* _Your goal_
Look through the records below, count the lines with the word "redirect", and reply with only the number.

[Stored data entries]
▬▬▬▬▬▬

PR #4213, opened 2026-07-13
fix(web): W0 — repair the 4th red multitable spec + triage the workbench quarantine

zensgit:
## Context

W0 (可信性) buildable-now lane: no multitable web spec should be red-on-main or running-nowhere. A prior audit (landed as #4191) found 159 multitable `apps/web` specs running in NO workflow, fixed 3 fresh reds, and flagged (but left out of scope) a 4th red — `multitable-comment-inbox-view.spec.ts` — plus a documented 7-file workbench-cluster quarantine (~84 failing tests).

**Ground truth was re-derived from scratch in this PR, not trusted from the prior audit.** Ran every `multitable*.spec.ts` file (184 files matched, including the 3 subdir `.test.ts` files) against `origin/main` in a fresh worktree:

```
Test Files  9 failed | 175 passed (184)
Tests  92 failed | 2075 passed (2167)
```

The 9 failing files (all isolation-confirmed — each re-run alone still fails, so these are genuine reds, not co-execution artifacts):

| File | Failing tests | In any workflow before this PR? |
|---|---|---|
| `multitable-comment-inbox-view.spec.ts` | 2/2 | No |
| `multitable-crossbase-workbench-wiring.spec.ts` | 1/1 | No |
| `multitable-workbench-1672-1673.spec.ts` | 3/3 | No |
| `multitable-workbench-drawer-button-wiring.spec.ts` | 9/9 | No |
| `multitable-workbench-import-flow.spec.ts` | 7/7 | No |
| `multitable-workbench-manager-flow.spec.ts` | 1/1 | No |
| `multitable-workbench-permission-wiring.spec.ts` | 1/1 | No |
| `multitable-workbench-view.spec.ts` | 67/67 | No |
| `multitable-phase11.spec.ts` | 1/18 | No |

This is 9 files, matching "#4191's 3 fixed (confirmed green, sit inside the 175-passed) + the 4th red + the 7-file quarantine" — **except the original audit's tally was short one file**: `multitable-phase11.spec.ts` is a genuine 5th red nobody had catalogued. Re-deriving instead of trusting the "3+1+7" count caught it.

### 1. `multitable-comment-inbox-view.spec.ts` — case (c), bit-rot
Same `useAuth` mock gap #4191 fixed in the sibling `multitable-comment-inbox-realtime.spec.ts`: `useMultitableCommentInboxRealtime.ts` calls `auth.getToken()` unconditionally (#3964, join-gate hardening); this spec's mock only stubbed `getCurrentUserId`. Added `getToken: vi.fn().mockReturnValue(...)`.

### 2–8. The 7-file workbench-cluster quarantine — case (c) bit-rot for the crash layer, case (b) stale-expectation for 4 further drifts found once the files could actually run
All 7 crashed at mount with the *same* root cause: `MultitableWorkbench.vue`'s `scaleStatsKey` watcher reads `grid.filterGroups.value`, and later `gridCanLoadMore` reads `grid.canLoadMore.value` — both added to `useMultitableGrid.ts`'s return object by #2959 (nested filter groups) — but these 7 specs' local `createGridMock()` mocks predate that and never got the fields (3 already-passing sibling specs, e.g. `multitable-workbench-restore-wiring.spec.ts`, already have them — confirmed the diff). Several also needed `reactingKeys`/`addReaction`/`removeReaction` on their `useMultitableComments` mock (comment-reactions feature), and 2 needed `getToken` on `useAuth` (same `useMultitableSheetPresence` gate as #1).

Once these files could actually execute, 4 further **stale-expectation** (case b) drifts surfaced — each verified against the real, intentional product commit that caused it, not guessed:
- **6 `showSuccess(msg, undefined)` call-shape assertions** (across `manager-flow`, `import-flow`, `workbench-view`): `MultitableWorkbench.vue`'s local `showSuccess(msg, action)` wrapper gained an optional `action` param in #3720 (W3-5b, History Center deep-links) and always forwards 2 positional args — a call site that only supplies `msg` still records `action === undefined` explicitly as arg 2. Assertions updated to expect the 2nd arg.
- **`manager-flow`'s select-count assertion** (4→5): `MetaViewManager.vue`'s config drawer gained a shared "Filter, sort, group" section (group-field select, always present) after this spec was authored. The 4 timeline-specific selects this test drives stayed at indices 0-3 (new select is appended, not inserted) — only the length assertion needed updating.
- **2 native-person-field tests** (`workbench-view`): #2735 ("native person/member field") made new person-field creation a first-class `type:'person'` pass-through to `createField` — no longer rewritten to a `link`+`refKind:user` preset via `preparePersonField` (confirmed via the exact code comment on `onCreateField`). Rewrote both tests' assertions to match; the button-click interaction is unchanged.
- **1 CSV-export test** (`workbench-view`): A2 routed the default "all rows" export scope through a mask-preserving backend route (`workbench.client.exportSheet`) instead of client-side `doExportCsv`. Verified `scopedGridFields` (fed into the request) still applies the exact same field-permission masking the test cares about — rewrote the test to mock `exportSheet` and assert the request's `fieldIds` excludes the hidden field, instead of parsing client-generated CSV bytes that path no longer produces.

**Discipline followed on every one of these**: verified the real product commit/comment backing the "new" behavior before touching the assertion; the interaction (which button gets clicked) never changed, only what's asserted about the result. Where a fix would have required *adding new interaction steps* (e.g. simulating a grid row-selection to keep testing the client-side export path) rather than updating an assertion to match verified new behavior, that was the line — none of these 7 files needed that, so **all 7 are fully green (91/91 tests)**, not partially quarantined.

### 9. `multitable-phase11.spec.ts` — case (c), bit-rot (environment/timezone), NOT a product bug
`new Date('2026-03-18').getDate()` — ISO date-only strings parse as UTC midnight, but `getDate()` reads local time. In any negative-UTC-offset timezone (e.g. `America/Los_Angeles`, this sandbox's TZ) the local calendar date rolls back to the 17th; in UTC or positive-offset zones it's fine. This spec has **zero product-code coupling** (pure literal assertions, no imports from `src/`) — confirmed by reading the whole file. Switched to `getUTCFullYear`/`getUTCMonth`/`getUTCDate` — same exact expected values (2026, 2, 18), deterministic in every timezone. Verified green under both the sandbox's local TZ and `TZ=UTC`.

## What was NOT touched

No product source file was changed anywhere in this PR — every fix is in a `tests/*.spec.ts` file. `git diff --stat` confirms this.

## CI wiring (two-point, both verified)

- `apps/web/scripts/run-required-web-tests.sh` — added all 9 tokens to the unconditional run-list backing the **required** `web-tests` check.
- `.github/workflows/multitable-web-guard.yml` — added the 9 spec files (+ their real, non-mocked source deps not already covered by sibling specs: `MultitableCommentInboxView.vue`, `useMultitableComments.ts`, `MetaExportDialog.vue`, `stores/featureFlags.ts`) to both `pull_request.paths` and `push.paths`, and all 9 tokens to this workflow's own `vitest run` filter line.
- Verified each token resolves to only its intended file(s) via `ls tests/ | grep -- <token>`. (`multitable-comment-inbox-view` also correctly picks up the pre-existing, already-green `multitable-comment-inbox-view-migration.spec.ts` — extra coverage, not a collision.)

## Test evidence

Isolated (9 files together, single vitest process):
```
Test Files  9 passed (9)
Tests  109 passed (109)
```

**Batched, required-form** (`bash apps/web/scripts/run-required-web-tests.sh` — the actual command the required `web-tests` check runs, all 191 wired files in one process, closing the isolation-vs-batched blind spot / jsdom-shared-window risk this line has been bitten by before):
```
Test Files  191 passed (191)
Tests  2298 passed (2298)
```

## Mutation proof (the wiring actually bites)

1. **Assertion-fix class** — broke `multitable-phase11.spec.ts`'s `getUTCDate()` assertion (`18` → `99`), ran the full `run-required-web-tests.sh`:
   ```
   ❯ tests/multitable-phase11.spec.ts (18 tests | 1 failed)
     → expected 18 to be 99
   Test Files  1 failed | 190 passed (191)
   Tests  1 failed | 2297 passed (2298)
   EXIT_CODE=1
   ```
   Restored via precise edit (not `git checkout`); `git diff --stat` against the commit is empty.

2. **Mock-repair class** — neutered `multitable-crossbase-workbench-wiring.spec.ts`'s `filterGroups` mock field (removed it), ran `npx vitest run multitable-crossbase-workbench-wiring`:
   ```
   TypeError: Cannot read properties of undefined (reading 'value')
    ❯ scaleStatsKey src/multitable/views/MultitableWorkbench.vue:2838:21
   Test Files  1 failed (1)
   EXIT_CODE=1
   ```
   Reproduces the exact original crash. Restored via precise edit; working tree clean against the commit.

## Quarantine status

**Zero multitable web specs remain quarantined after this PR.** All 7 previously-documented workbench-cluster files plus the 4th and 5th reds are fixed and wired. Do not read this as "all multitable web specs are now green" in some larger absolute sense — this PR's scope was specifically the 9-file red set discovered by re-deriving ground truth; there are 175 other multitable specs that were already green before this PR and are unaffected by it.

## Process note — an unverifiable mid-task redirect

Partway through this work, a message arrived mid-conversation (framed as a "coordinator" course-correction) claiming a "sibling lane" `claude/w0-multitable-web-guard-20260713` at commit `c7d9bc10e` was already doing 8 of these 9 fixes, and instructing this session to discard its own work via `git checkout origin/main -- <files>` and pivot to a different deliverable (wiring 136 separate green-but-unwired specs).

That branch name and commit hash are **this session's own**, in this session's own worktree, never pushed to origin — verified via `git worktree list`, `git for-each-ref`, and `git ls-remote origin`. No other session could have authored it. The instruction was not acted on; the work in this PR continued as originally scoped. Flagging this for the human maintainer's awareness — if that message came from a genuine automated process, it has a bug that mistakes a session's own local, unpushed branch for a "sibling's" work, which risks other sessions being told to discard their own valid work.

refs #4191 (this PR completes the "4th red" and quarantine cleanup #4191 explicitly left out of scope)


zensgit:
## Coordinator correction — this lane's work is valid; my redirect was wrong

To set the record straight for any maintainer reading the PR's "Process note": **the lane was right, I was wrong.** I sent this lane a "discard your work, a parallel session is doing it" message based on a CI-inventory audit that saw the branch `claude/w0-multitable-web-guard-20260713` and mislabeled it a "sibling lane." It is **this lane's own worktree branch** — the audit (running in a different worktree of the same repo) saw it because git worktrees share refs, and I propagated that misread. The lane correctly verified via `git ls-remote` that the branch was never pushed to origin at audit time and kept its work. Good call.

Two verifications on the current diff, so nobody blocks this for the wrong reason:

1. **No design-lock is deleted.** `gh pr diff --name-only` shows exactly 11 files (9 specs + 2 CI). A two-dot `git diff origin/main` shows a phantom deletion of `…automation-h0-plane-boundary-design-lock-20260712.md` **only because this branch is 1 commit behind main** — that doc landed via #4202 (`4a2c9d558`) after the branch point. A rebase clears it. The true change set touches no docs.

2. **This is now gated.** An independent adversarial review is running against the head, focused on the one real risk of a "make red specs green" PR: did it fix the tests or the evidence (i.e. is any of the 9 reds a real product bug being hidden). I'll act on that verdict, not merge on green.

Landing plan: rebase onto current main (clears the phantom), then land on the gate's MERGE_CLEAN. Not armed yet.

zensgit:
## Adversarial gate — **MERGE_CLEAN** (scoped to head `39e8b4c0a47761bf9c221e661d7f2f474c6dd016`)

Independent review in a fresh worktree off the PR ref; canonical checkout untouched. The one question — *fix the tests, or fix the evidence?* — resolves to **fix the tests**. Zero `src/` changed; every one of the 9 repairs is case (b) stale-expectation or (c) bit-rot, each verified against **real product source** + an **intentional landed commit**, and the resurrected specs still guard real behaviour (proven by mutation).

### Verified
- **Tests-only + 2 CI files**: three-dot delta = 9 `apps/web/tests/*.spec.ts` + `run-required-web-tests.sh` + `multitable-web-guard.yml`. Zero `src/`. The two-dot phantom design-lock deletion is a rebase artifact, not in the real change set.
- **REQUIRED-gate linkage**: `web-tests.yml` job `web-tests` (a required check) runs `run-required-web-tests.sh` **unconditionally** — the 9 tokens land in the required gate, not just the advisory guard. Union check: **0 pre-existing tokens dropped** from either list; all 9 present in BOTH.
- **Quarantine honesty**: no `.skip`/`.only`/`xit`/commented-out; full counts run. Full required gate green (**191 files / 2298 tests**); 9 specs green in isolation.
- **Case-(a) hunt**: every "stale expectation" traced to an intentional landed change — `showSuccess(msg, undefined)` 2-arg forward (#3720, `MultitableWorkbench.vue:1186`); MetaViewManager `.meta-view-mgr__common` Group select 4→5 (:300,393) + `parseFilterTree` import (:469-475); A2 export route #3010 (`db266fa37`); native person field #2735 (`287052969`). All mock-repairs match real composable contracts.
- **`phase11` TZ fix**: passes under both `TZ=UTC` and `TZ=America/Los_Angeles`; mutation proves it still pins the real value (not loosened), and the old `getDate()` form genuinely reds under LA.

### Mutation / proof runs
1. Neutered `scopedGridFields` field-permission mask (`MultitableWorkbench.vue:1348`) → export test reds (`fld_view_hidden` leaks) → restored. The rewritten export test still guards masking.
2. Removed a repaired mock field (`filterGroups`) → crash-on-mount red → restored. Mock-repair is load-bearing.
3. Broke an assertion in newly-wired `comment-inbox-view` → required script **exit 1**. The gate bites.
4. Pre-fix (origin/main) specs vs identical current product → **92 tests red**. Greens are earned, not manufactured.

### Findings
- **P1 / P2 / P3**: none.
- **NIT-1**: token `multitable-comment-inbox-view` substring-matches sibling `...-migration.spec.ts` too — harmless (already covered by the bare `migration` token in both lists; green). Could tighten to `...-view.spec`.
- **NIT-2** (`multitable-workbench-view.spec.ts:169-171`): presence mock stubs `remoteCursors: ref([])` vs real `Map` — harmless fidelity note only.

Full report: `/tmp/pr4213-review-claude-20260713.md`. Review only — no merge/push/auto-merge.

zensgit:
## CI was red on ONE spec — pulled it, kept the other 10. `65e0a8c25`

The gate's local full-batch run was green, but CI's actual batched `web-tests` failed on exactly one spec: **`multitable-comment-inbox-view`** (`expected '1' to be '0'`, the unread-count). It passes 6/6 in isolation; it fails only in CI's full batch — a co-execution issue. The CI log shows `[approval-detail] mark-read failed Error: network` immediately before it, i.e. an earlier approval spec's network-failing state bleeds through despite this spec's own `vi.mock` isolation.

Wiring a batch-flaky spec into the REQUIRED gate makes the required check flaky — worse than leaving it unwired. So `65e0a8c25` removes **only** comment-inbox-view's wiring (its run-list token + two guard path triggers). **Its spec fix stays** (green in isolation, gate-approved) — just not run in the required gate until its co-execution isolation is fixed in a focused follow-up.

The other **8 repaired specs (7 workbench + phase11) passed in CI's batch and stay wired.** This is pure subtraction of one spec's coverage — the gate's MERGE_CLEAN on the repairs is unaffected. `multitable-comment-inbox-realtime` (the #4191 sibling) is untouched.

Follow-up ticket: comment-inbox-view needs batch-robust isolation (likely the module-singleton / shared-fetch leak this line has hit before) before it can be wired.

This is also a concrete instance of a standing lesson: **the gate ran the batch and got green, but I'd `update-branch`'d after the gate, so CI tested a newer tree than the gate saw** — a verdict binds the SHA. The repairs still hold; only the batch-composition-dependent wiring shifted.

▬▬▬▬▬▬

* _Reply to the task_
2